Work to be completed. Copy exactly the lines of the data below that run from the line holding "closing as duplicate" through the line holding "- the problem", both ends included.

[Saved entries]

════════════════

PR #6272, opened 2024-08-29
🐛Storage: Copying returns wrong size

sanderegg:
## What do these changes do?

it seems the interface to copy_file in aioboto3 changed a bit and the progress callback now returns the file total size

this PR fixes the progress reporting

## Related issue/s
- fixes https://github.com/ITISFoundation/osparc-simcore/issues/6209
- fixes https://github.com/ITISFoundation/osparc-issues/issues/1681

## Dev-ops checklist

- [x] No ENV changes or I properly updated ENV ([read the instruction](https://git.speag.com/oSparc/osparc-ops-deployment-configuration/-/blob/configs/README.md?ref_type=heads#how-to-update-env-variables))

Issue #6209, opened 2024-08-19
 Bug: Copying/instantiating template progress broken on prod #1604 


mrnicegyu11:
### Is there an existing issue for this?

- [X] I have searched the existing issues

### Anything else?

How to reproduce:
- Open a tutorial (via tutorials tab) from sim4life.io
- Progress bar during the copying (the 1st progress bar) never increases, there is only a closing bracket no opening bracket, looks a bit broken

via https://github.com/ITISFoundation/osparc-issues/issues/1604

mrnicegyu11:
closing as duplicate

PR #6305, opened 2024-09-04
🐛S3: when copying files there is no callback if the multipart threshold is not reached

sanderegg:
## What do these changes do?
https://github.com/ITISFoundation/osparc-simcore/pull/6272 did not completely fix the issue of the progress while duplicating studies or instantiating templates:
- we use boto3 which officially wraps the AWS API for python,
- the copy() function of boto3 auto-switches between copy_object and multipart copying based on a threshold that was overriden by us at a value of 5GB instead of the default value of 8MB,
- this was done as copy_object seemed much faster and seemed to not download/upload data contrary to the multipart counterpart,
- the problem here is that copy_object does not provide any kind of feedback on the copy progress,
- the copy callback for progress would only be called with files larger than 5GB, which is not ideal.

This PR therefore adds:
1. explicit call on the progress callback **after** the copy to ensure that at least the final feedback comes in,
  - in the case of folder copying, the size of each files is known already,
  - in the case of single file copying, an additional call to S3 API is done to get the size of the object.
2. reduced the multipart threshold to 100MB for now (@pcrespov I would need here your measurements to see if this is reasonable - if 5GB is copied in 2 seconds or a reasonable time, then we can revert that part)

## Related issue/s
- https://github.com/ITISFoundation/osparc-simcore/issues/6209
- https://github.com/ITISFoundation/osparc-issues/issues/1681

## Dev-ops checklist

### DIFF
--- a/packages/aws-library/src/aws_library/s3/_client.py
+++ b/packages/aws-library/src/aws_library/s3/_client.py
@@ -23,7 +23,7 @@ from types_aiobotocore_s3 import S3Client
 from types_aiobotocore_s3.literals import BucketLocationConstraintType
 from types_aiobotocore_s3.type_defs import ObjectIdentifierTypeDef
 
-from ._constants import MULTIPART_UPLOADS_MIN_TOTAL_SIZE, PRESIGNED_LINK_MAX_SIZE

════════════════

Result of this exercise.
closing as duplicate

PR #6305, opened 2024-09-04
🐛S3: when copying files there is no callback if the multipart threshold is not reached

sanderegg:
## What do these changes do?
https://github.com/ITISFoundation/osparc-simcore/pull/6272 did not completely fix the issue of the progress while duplicating studies or instantiating templates:
- we use boto3 which officially wraps the AWS API for python,
- the copy() function of boto3 auto-switches between copy_object and multipart copying based on a threshold that was overriden by us at a value of 5GB instead of the default value of 8MB,
- this was done as copy_object seemed much faster and seemed to not download/upload data contrary to the multipart counterpart,
- the problem here is that copy_object does not provide any kind of feedback on the copy progress,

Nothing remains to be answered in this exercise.